Misalkan saja ada Landbouw Maatschapiij Temoeloes yang sekarang masuk dalam wilayah Dukuh Pabrik, Kelurahan Pondok, Kecamatan Grogol, Sukoharjo. Pabrik ini mengelola berbagai macam komoditas yaitu tebu, tembakau, biji nila, dan padi. Pabrik ini cukup sukses di zamannya. Selain itu masih ada Bakipandejan Cultuur Maatschapijj, Landbouw Maatchapiij Manang, Cultuur Maatchapijj Gawok, Indigo Fabrik Siwal, dan Indigo Fabriek Ngroeki.

Banyak infrastruktur pertanian seperti sistem irigasi dengan aneka bendungan dan saluran yang dibangun Belanda pada masa awal abad ke-20 yang terutama untuk melayani penanaman tembakau. “Bahkan tembakau dari Gawok, Baki, sempat menjadi salah satu tembakau yang terbaik kualitasnya dan tentu saja harganya di pasaran tembakau dunia,” jelas Surya saat ditemui penulis di sela-sela Pameran Arsip dan Foto Baki Tempo Dulu di pendapa kantor Kecamatan Baki, Jumat-Minggu (19-21/9/2025).

Saat ini, Kecamatan Baki terdiri atas 14 desa yaitu Bakipandeyan, Bentakan, Duwet, Gedongan, Gentan, Jetis, Kadilangu, Kudu, Mancasan, Menuran, Ngrombo, Purbayan, Siwal, dan Waru. Wilayah Baki kini juga dikenal karena kuliner khas berupa nasi liwet di mana banyak penjual nasi liwet di Kota Solo yang berasal dari wilayah ini, khususnya dari Desa Duwet. Ada pula sentra produsen kerajinan gitar di Desa Ngrombo dan Desa Mancasan.

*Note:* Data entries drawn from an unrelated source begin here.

PR #381, opened 2024-10-30
Add os import to mathverse_evals.py

### LINKED ISSUE #380: Using Mathverse dataset fails due to import error
`lmms_eval/tasks/mathverse/mathverse_evals.py` is missing the `os` import, which makes it fail when using this dataset.

spacecraft1013:
Fixes #380

### DIFF
--- a/lmms_eval/tasks/mathverse/mathverse_evals.py
+++ b/lmms_eval/tasks/mathverse/mathverse_evals.py
@@ -1,5 +1,5 @@
-import time
 import os
+import time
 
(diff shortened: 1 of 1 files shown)


kcz358:
Hello, I think you need to place the os in the correct position to pass the lint test. You can use the `pre-commit` by following the instructions in the PR doc to do that. Thank you!

spacecraft1013:
Fixed, thanks!

kcz358 (approved):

Sayangnya kemajuan perekonomian juga membuat sejumlah lahan sawah di kecamatan ini beralih fungsi menjadi perumahan, pabrik, pergudangan, atau tempat-tempat usaha. Namun jika kita keluar dari jalan besar atau utama, lahan persawahan yang terbentang luas masih bisa dinikmati.